Applied Computational Research focuses on the development of novel algorithms and tools to support specific biomedical applications. The approaches used are both knowledge-based and physics-based and incorporate the methods yielded by efforts in basic research. Algorithms are combined with existing and new databases to build a modular and extensible bioinformatics platform (geWorkbench) and an associated software toolkit for the analysis of biomolecular interactions.

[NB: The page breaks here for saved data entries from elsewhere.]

PR #255, opened 2016-04-19
Fixing issue with non-object values

### LINKED ISSUE #254: Issue with Required Validation
In `UndefinedConstraint::validatedCommonProperties()` if `$value` is not an object, it will assume that the value is valid.  I've run into multiple scenarios where the value is erroneously an array and the schema appears to be valid, even though it actually isn't.

natebrunette:
If the value is not an object when checked by the UndefinedConstraint, it will
fail to check any required properties, making the value appear to be valid when
it isn't.

This fixes #254 

Signed-off-by: Nate Brunette <n@tebru.net>

### DIFF
--- a/src/JsonSchema/Constraints/UndefinedConstraint.php
+++ b/src/JsonSchema/Constraints/UndefinedConstraint.php
@@ -123,6 +123,11 @@ class UndefinedConstraint extends Constraint
                     $this->addError($path, "Is missing and it is required", 'required');
                 }
             }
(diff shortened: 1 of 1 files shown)


natebrunette:
As mentioned in the ticket, this does not work if the parent field is not required.  It still marks each child field as required.  Unfortunately, I was not familiar enough with how the library processed the json to fix it myself.

jojo1981:
@natebrunette I think this PR can be closed?

jojo1981:
@natebrunette Thanks!

PR #262, opened 2016-05-04
Do not override error handler

dmitry-varennikov-eventbase:
### What does this PR Do?
Make use of [error control operator](http://php.net/manual/en/language.operators.errorcontrol.php) to suppress `E_WARNING` for `file_get_contents` if JSON schema not found. 

### Where should the reviewer start?
Check `JsonSchema\Uri\Retrievers\FileGetContents::retrieve` method and run unit test `vendor/bin/phpunit tests/JsonSchema/Tests/Uri/Retrievers/FileGetContentsTest.php`

### Any background context you want to provide?
It's a nice way to suppress php errors using `set_error_handler` function and make use of exceptions instead but it comes with one architectural flaw: exceptions thrown from overriden error handler bypass application stack trace. 
In my code I use a middleware which takes care of thrown exceptions on the top of my application stack and outputs nice response to a client. In case of overriding error handler (and even restoring it back right away) the error thrown from it bypasses my error handler thus resulting in `PHP Fatal error:  Uncaught exception 'JsonSchema\\Exception\\ResourceNotFoundException' with message 'JSON schema not found at file:...`
Use of error control operator allows to preserve functionality intact and gives a caller code ability to catch this exception within application stack. 

**UPD:** I know I can wrap a call to resolver in `try-catch` but I expect a more predictable behaviour. 
```
try {
    $schema = $refResolver->resolve('file://'.$events_create_schema);
} catch (ResourceNotFoundException $e) {
    // @TODO: take care of exception here
}
```

### DIFF
--- a/src/JsonSchema/Uri/Retrievers/FileGetContents.php
+++ b/src/JsonSchema/Uri/Retrievers/FileGetContents.php
@@ -14,34 +14,29 @@ use JsonSchema\Validator;
 
 /**
  * Tries to retrieve JSON schemas from a URI using file_get_contents()
- * 
- * @author Sander Coolen <sander@jibber.nl> 
+ *
+ * @author Sander Coolen <sander@jibber.nl>
  */
 class FileGetContents extends AbstractRetriever
 {
     protected $messageBody;
-    
+
     /**
      * {@inheritDoc}
      * @see \JsonSchema\Uri\Retrievers\UriRetrieverInterface::retrieve()
      */
     public function retrieve($uri)
     {
-        $context = stream_context_create(array(
-            'http' => array(
-                'method' => 'GET',
-                'header' => "Accept: " . Validator::SCHEMA_MEDIA_TYPE
-            )));
-
-        set_error_handler(function() use ($uri) {
-            throw new ResourceNotFoundException('JSON schema not found at ' . $uri);
-        });
-        $response = file_get_contents($uri);
-        restore_error_handler();
-
-        if (false === $response) {
+        if (!file_exists($uri)) {
             throw new ResourceNotFoundException('JSON schema not found at ' . $uri);
         }
+
+        $response = file_get_contents($uri);
+
+        if (false === $response) {
+            throw new ResourceNotFoundException('JSON schema was not retrieved at ' . $uri);
+        }
+
         if ($response == ''
             && substr($uri, 0, 7) == 'file://' && substr($uri, -1) == '/'
         ) {
@@ -55,10 +50,10 @@ class FileGetContents extends AbstractRetriever
             // Could be a "file://" url or something else - fake up the response
             $this->contentType = null;
         }
-        
+
         return $this->messageBody;
     }
-    
+
     /**
      * @param array $headers HTTP Response Headers
      * @return boolean Whether the Content-Type header was found or not
@@ -70,10 +65,10 @@ class FileGetContents extends AbstractRetriever
                 return true;
             }
         }
-        
+
         return false;
     }
-    
+
     /**
      * @param string $header
      * @return string|null


jojo1981:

Software and Data Resources

Research at MAGNet and the Columbia University Department of Systems Biology has led to the development of a variety of methods and data for the study of genomic and cellular networks. Through a platform called geWorkbench, we make these software and data sets available for the wider research community. geWorkbench is an interoperable, grid-enabled, state-of-the-art bioinformatics platform that integrates resources developed at MAGNet with a variety of other existing bioinformatics modules for the analysis, visualization, and management of multiple data modalities. It also enables complex bioinformatics workflows and biomedical applications using a simple yet powerful visual front-end and scripting language.

In addition to MAGNet tools, geWorkbench provides access to a rich collection of components supporting the analysis and visualization of many genomic data types (gene expression, sequence, structure, gene networks, etc). Some of these components have been developed de novo while others wrap popular 3rd party software such as Cytoscape, the Multi Experiment Viewer (MEV) and GenePattern. Over 70 geWorkbench modules are now available. Learn more about our software and data sets.

Research Infrastructure

To support biomedical computation research the MAGNet Center leverages a world-class information technology infrastructure. Additionally, MAGNet's Training Core ensures that the methods developed by the Center are integrated into the educational offerings of Columbia University's Medical School.


MAGNet has been a longstanding supporter of the Dialogue for Reverse Engineering Assessment and Methods (DREAM). This annual event invites researchers to participate in a series of “DREAM challenges,” which are designed to identify the best practices for predicting the structure of biological networks. DREAM challenges help to assess the quality of  the algorithms that researchers use to characterize the networks that underlie biological systems. By inviting investigators to test their methods on specific problems and data sets, DREAM aims to achieve a fair comparison of the strengths and weaknesses of these methods and a clear sense of the reliability of the models that researchers create.